Karl Ove Knausgård nutzt die eigene Biografie, um der dunklen Vergangenheit Norwegens auf die Spur zu kommen. In seinem titelgebenden Text geht er der eigenen Begeisterung für Norwegens beliebtesten Autor Knut Hamsun nach, der sich lange nach seiner Auszeichnung mit dem Literaturnobelpreis im Jahr 1920 als glühender Verehrer Adolf Hitlers geoutet hat. Kann man Hamsuns Bücher noch vorbehaltlos lesen? Knausgårds Antwort fällt diplomatisch aus: »Wo das Leben geschlossen ist oder das Leben schließt, kann die Literatur offen sein oder öffnen.«

Vor diesem Hintergrund bilden die Texte von Ole Robert Sunde über Stolpersteine in Oslo, die für ihn das chaotisch gewordene Echo »nach einem ungeheuren Verbrechen, das einfach nicht zu begreifen ist« darstellen, und Dag Solstad über den Austausch der norwegischen Geschichte mit einem geschichtsvergessenen Volk, das sich nur für das Hier und Jetzt interessiert, eine Art literarisches Gegengewicht. Während Sunde die Geschichtsvergessenheit der Norweger anklagt und ihr die Geschichten der aus Norwegen deportierten Juden entgegensetzt, geht Solstad sogar soweit, seinen Landsleuten zu attestieren, dass sie von der Gegenwart besessen seien, »dem ewigen Jetzt, ohne jegliche Vergangenheit.«

Die Anthologie nimmt Norwegens Kronprinzessin Mette-Marit zum Anlass, als Botschafterin ihrer Heimat aktiv zu werden. Die begeisterte Leserin – »Ich empfinde es so, dass mein Leben wahrer ist, wenn ich viel lese« – reist mit dem Buch und seinen Autoren im Literaturzug zur Frankfurter Buchmesse.

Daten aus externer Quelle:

PR #2593, opened 2019-10-17
Display error when saving data while server is down

### LINKED ISSUE #2503: Saving a page while the server was down didn't provide proper user feedback
While working on a page, the server side went down and I didn't receive a proper error message when trying to save a page. This could be affecting other areas of Uwazi as well.

This bug is particularly evil since users get the impression of their changes being saved, when actually they didn't.

habbes:
fixes #2503

Displays a "Could not reach server. Please try again later." When a request fails when due failed to connection to the server (the server could be unreachable, or the client could be offline).

PR checklist:
- [ ] Update READ.me ?

QA checklist:
- [ ] Test for side effects
- [ ] UI responsiveness
- [ ] Cross browser testing
- [ ] Code review

### DIFF
--- a/app/react/utils/api.js
+++ b/app/react/utils/api.js
@@ -16,7 +16,7 @@ const doneLoading = (data) => {
   return data;
 };
 
-const isOtherApiError = error => error.status && ![500, 404, 401].includes(error.status);
+const isNonUsualApiError = error => error.status && ![500, 404, 401].includes(error.status);
 
 const handleErrorStatus = (error) => {
   if (error.status === 401) {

Diese Art Bildungsangebot praktiziert sie schon seit Jahren in Norwegen. Kinder und Jugendliche lädt sie dort ein und liest ihnen vor, während der Zug durch Norwegen rauscht. So holt man die Welt zu den Lesern und bringt die Leser in die Welt.

Andere Texte dieses Bandes erzählen Liebes- und Familiengeschichten, nehmen die Gesellschaft als Ganzes oder Mikrokosmos wie die Familie in den Blick. Wenke Mühleisens Erzählerin, eine ältere Professorin, verliert sich etwa im Anblick eines Studenten und erinnert sich an ihre unschuldige Verliebtheit in ihren Literaturlehrer. Helga Flatland erzählt die Geschichte einer Familie, in der alle Männer als Schneeräumer arbeiten und die Traumata der harten Winter von Generation zu Generation weitergeben. Agnes Ravatn sortiert anspielungsreich die Bruchstücke dessen, was einmal das Vertrauen zweier Menschen war, und dringt mit ihrem Text tief in die Psyche ihrer Leser ein. Und Maria Navarro Skaranger sucht in der »Zeit nach dem Vater« Antworten auf die Frage, wie es zum Zerbrechen der Familie kommen konnte. In diesen Texten lernt man mindestens so viel über die Norweger wie über sich selbst. Verbunden sind diese Geschichten über die unheilvolle Atmosphäre, als würde sich aus der Mitte dieser Erzählungen ein Schatten ausbreiten. »Wir müssen keine Angst vor dem Leben haben«, sagt Mette-Marit im Herausgebergespräch zu Geir Gulliksen, der als Verleger, Lektor und Schriftsteller eine der wichtigsten literarischen Figuren des Landes ist. »Denn wenn das, was wir am meisten fürchten, tatsächlich eintrifft, gibt es nichts mehr, wovor wir uns wirklich fürchten müssen.«

Von der Ehrlichkeit, die dies ermöglicht, handeln die hier versammelten Geschichten. Von der Wahrhaftigkeit der Autoren gegenüber sich selbst, der Verletzbarkeit ihre Figuren und der Vielschichtigkeit der norwegischen Literatur.